Pakistani man convicted in US in political assassination plot tied to Iranian paramilitary

  • Asif Merchant, 47, worked for Pakistani banks for decades before going into clothing and other businesses
  • He testified he met a Revolutionary Guard operative who gave him countersurveillance training, assignments

NEW YORK: A Pakistani business owner who tried to hire hit men to kill a US politician was convicted Friday in a trial that showcased allegations of Iran-backed plotting on American soil.

As the Iran war unfolded in the Mideast, Asif Merchant acknowledged in a US court that he sought to put an assassination in motion during the 2024 presidential campaign — a plot that was quickly disrupted by American investigators before it had a chance to proceed.

A jury in Brooklyn convicted Merchant on terrorism and murder for hire charges.

The verdict after only a couple hours of deliberations followed a weeklong trial that included remarkable testimony from Merchant himself.

Merchant told the jury he was carrying out instructions from a contact in the Islamic Republic’s powerful paramilitary Revolutionary Guard. According to Merchant, the handler never specified a target but broached names including then-candidate Donald Trump, then-President Joe Biden and Nikki Haley, the former UN ambassador who was also in the race for a time.

The Iranian government has denied trying to kill US officials.

The nascent plot fell apart after Merchant showed an acquaintance what he had in mind by using objects on a napkin to depict a shooting at a rally. He asked the man to help him hire assassins.

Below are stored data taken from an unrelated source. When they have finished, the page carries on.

PR #559, opened 2022-05-13
Small bugfix for UI

starfi5h:
- **Fix a bug that chat window duplicated when player reconnect**  
Make so that chat window persists when players exit multiplayer game.  
   
- **Let AutoPauseEnabled control non-dedicated host pause state**
  
- **Suppress abnormality reports on client**  
Because multiplayer is played on host, the client won't get achievement anyway, so there is no need to inform the player about abnormality triggers.

### DIFF
--- a/NebulaNetwork/Ngrok/NgrokManager.cs
+++ b/NebulaNetwork/Ngrok/NgrokManager.cs
@@ -68,7 +68,7 @@ namespace NebulaNetwork.Ngrok
                     {
                         InGamePopup.ShowWarning(
                             "Ngrok download and installation confirmation",
-                            "Ngrok is support is enabled, however it has not been downloaded and installed yet, do you want to automattically download and install Ngrok?",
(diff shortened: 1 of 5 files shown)


NebulaNetwork/Ngrok/NgrokManager.cs
```diff
@@ -68,7 +68,7 @@ public NgrokManager(int port, string authtoken = null, string region = null)
                     {
                         InGamePopup.ShowWarning(
                             "Ngrok download and installation confirmation",
-                            "Ngrok is support is enabled, however it has not been downloaded and installed yet, do you want to automattically download and install Ngrok?",
+                            "Ngrok support is enabled, however it has not been downloaded and installed yet, do you want to automattically download and install Ngrok?",
```
PhantomGamers, line 71:
```suggestion
                            "Ngrok support is enabled, however it has not been downloaded and installed yet, do you want to automatically download and install Ngrok?",
```

PhantomGamers (changes requested):

PhantomGamers (approved):

PR #553, opened 2022-05-07
Headless mode/dedicated server

starfi5h:
Continue the work of [Baldie-dev](https://github.com/Baldie-dev) from PR #62 

> Possibility to run the server in headless mode without the usage of GPU or any rendering.
> The dedicated server can be started from the command line by:
> `./DSPGAME.exe -batchmode -nographics -server -load "asd"`
> Where "asd" is the name of the savefile.
> In order to run the game from the exe you must create a `steam_appid.txt` file in the root of the game directory (next to DSPGame.exe) with the text `1366540`

**New command parameters**
`-server` : Start DSP in headless server mode. 
`-load <savename>` : Currently headless mode needs to specify the save to load.  
`-ups <integer value>`: Set UPS to value using `FPSController.SetFixUPS(value)`  

**New config options**  
These options are not shown in settings, have to open the config file to edit.  
`AutoPauseEnabled`: Auto pause the game when there is no player connecting. Default: `true`  
`EnableRemoteSaveAccess`: Enable following chat commands. This should only be enabled when all clients are trusted users.   Default: `false`  

**New chat commands**  
Performance server load/save by client commands.  
Only works when server is dedicated and has `EnableRemoteSaveAccess` enabled.  

- `/server list [saveNum]`
sever-list
Show the recent [saveNum] savefiles by time and savename on the server.   

- `/server save [saveName]`
Save current game as [saveName]. If saveName is not specify, it will save to `_lastexit_.dsv`.  

- `/server load <saveName>`
Load game from `saveName`. Current game will be save to `_lastexit_.dsv` before restart.  

----

From observing `DysonSwarm.GameTick()`, dyson sails position and velocity, which are processed by GPU device, are only affecting visual, so we can safely skip updating them. The sails absorbing and expiring are determined by time and processed by CPU.   
  
The downside is dyson swarm might look weird on client, I'm planning to make another mod to compress and reconstruct dyson swarm by sail lifetime histogram and orbit parameters to solve this issue.

PR #563, opened 2022-05-17
Headless mode improvement

starfi5h:
Continue #553 

**Config options**
Add `RemoteAccessPassword`
Change `EnableRemoteSaveAccess` to `RemoteAccessEnabled`

**Chat commands**
`/server login <password>` : if server's `RemoteAccessPassword` is not empty or whitespace, it will require the user to put in password before doing remote access actions. CD is 2 seconds.  
login
`/server info [full]`: this will return server's info to the user.

**Bugfix**
Fix a bug that autosave doesn't work on headless server.  
Make the mecha model of headless server doesn't show up on clients' world.   

**Others**
Log Ngrok address and config options during the game startup.  
Chat now support 10 command history, switch by up and down arrow key.

### DIFF
--- a/NebulaWorld/MonoBehaviours/Local/Chat/ChatWindow.cs
+++ b/NebulaWorld/MonoBehaviours/Local/Chat/ChatWindow.cs
@@ -26,9 +26,11 @@ namespace NebulaWorld.MonoBehaviours.Local
         
         
         internal UIWindowDrag DragTrigger;
-        private Queue<QueuedMessage> outgoingMessages = new Queue<QueuedMessage>(5);
+        private readonly Queue<QueuedMessage> outgoingMessages = new Queue<QueuedMessage>(5);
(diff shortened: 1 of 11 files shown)


NebulaWorld/MonoBehaviours/Local/Chat/ChatWindow.cs
```diff
@@ -42,6 +44,18 @@ void Update()
 
             notifierMask.sizeDelta = new Vector2(chatPanel.rect.width, notifierMask.sizeDelta.y);
 
+            if (chatBox.isFocused)
+            {
+                if (Input.GetKeyDown(KeyCode.UpArrow))
+                {
+                    UseHistoryInput(-1);
```
mattsemar, line 51: Nice

PhantomGamers (approved):

PR #574, opened 2022-06-20
Cleanup + bugfix

starfi5h:
- Organize storage packets. Move them under `Packets.Factory.Storage
- Fix a bug that makes advance miner power usage abnormal.
- Fix error when using reform/revert whole planet in single player.
- Fix an issue that client lost items in manual research when logging out. 
Now when a client logs out, it will try to take back items in mecha lab, and send the current mecha inventory and data to host. It will wait 0.1 seconds to send the packet then disconnect.


PhantomGamers (approved):
LGTM

PR #575, opened 2022-06-20
Enhance user experience

starfi5h:
- Show red error for unhandled exceptions during initial patching, so normal user will know nebula is incompatible.
- Add new chat option NotificationDuration to let user decide how long should chat notification stay on screen.
- Add FragmentInfo to show the download progress percentage
For large packet (factory data, dyson sphere data) during login or arriving another planet

login
arriving planet

Other:
- Preserve NebulaConnection so its state won't be different in PacketProcessor.
- Let MaxUPS and MinUPS can change by other plugins (e.g. BulletTime)


PhantomGamers (approved):
LGTM

PR #1096, opened 2026-05-20
Make IPv6 blackbox_exporter probes against a GCE instances instead of Linode

nkinkade:
The changes to the file IPV6_MONITORING.md in this PR pretty much explain what is happening here.  The basic idea is that instead of making IPv6 blackbox_exporter probes through a VM running in Linode, we're doing it through VMs that exist in GCE.

@robertodauria: you are already familiar with most all these changes, as you worked with me to create this change set with Claude Code (thanks!). Moving the probes to GCE VMs removes a fairly substantial amount of back-bending and complexity to make the Linode method work. That said, one small downside is that we'll now be running 3 GCE instances (one in each project) instead of a single VM in Linode. Then again, these GCE instances are of type e2-micro, which is not expensive.

- - -
This change is [Reviewable](https://reviewable.io/reviews/m-lab/prometheus-support/1096)

### DIFF
--- a/IPV6_MONITORING.md
+++ b/IPV6_MONITORING.md
@@ -1,82 +1,22 @@
 # IPv6 Monitoring
 
-Google Cloud Platform does not currently support IPv6 for most applications.
-Since Prometheus and the Prometheus blackbox\_exporter both run in GCP, we need
-another solution for IPv6 monitoring. The solution we decided to use is to run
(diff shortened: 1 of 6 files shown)


nkinkade:
Related PR: https://github.com/m-lab/terraform-support/pull/134

robertodauria (approved):

PR #392, opened 2022-10-04
move prisma schema and migrations to /core

Brendonovich:
This is how things were before moving everything into `/crates`.
IMO having `prisma-cli` in `/crates` makes sense since, well, it's a crate.
Having the schema there doesn't make sense since the schema is like an integral part of the core.


oscartbeaumont (dismissed):

jamiepine (approved):
I had no idea the cli crate could be separated from the schema and this makes me very happy. was annoyed to have to put the schema in the crates folder but was silently coping.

Instead, he was introduced to undercover FBI agents who were secretly recording him, as had the acquaintance.

Merchant told the supposed hit men he needed services that could include killing “some political person” and paid them $5,000 in cash in a parked car in Manhattan.

“This man landed on American soil hoping to kill President Trump — instead, he was met with the might of American law enforcement,” US Attorney General Pam Bondi said in a statement released after the conviction.

Merchant’s attorney, Avraham Moskowitz, didn’t immediately reply to a message seeking comment.

Merchant, 47, worked for Pakistani banks for decades before going into clothing and other businesses. He has two families, in Pakistan and Iran, and he sometimes visited the US for his garment business.

Merchant testified that he met a Revolutionary Guard intelligence operative about three years ago. The contact gave him countersurveillance training and assignments including the assassination scheme, Merchant said.

He maintained that he had to do his handler’s bidding to protect loved ones in Iran. The defendant said he reluctantly went through the motions but thought he’d be arrested and explain his situation to authorities before anyone was killed.

“I was going along with it,” he said, speaking in Urdu through a court interpreter.

Prosecutors emphasized that Merchant admitted taking steps to enact the plan on behalf of the Revolutionary Guard, which the US considers a foreign terrorist organization, and he didn’t proactively go to authorities.

Instead, he was packing for a flight to Pakistan when he was arrested on July 12, 2024, a day before an unrelated attempt on Trump’s life in Butler, Pennsylvania. Officials said it appeared the Butler gunman acted alone but that they had been tracking a threat on Trump’s life from Iran, a claim that the Islamic Republic called “unsubstantiated and malicious.”

When Merchant subsequently spoke to FBI agents to explore the possibility of a cooperation agreement, he didn’t say he had acted out of fear for his family.

Prosecutors argued that he didn’t back up a defense of acting under duress. Merchant sought to persuade jurors he simply didn’t think the agents would believe him because they seemed to “think that I am some type of super-spy,” which he said he was “absolutely not.”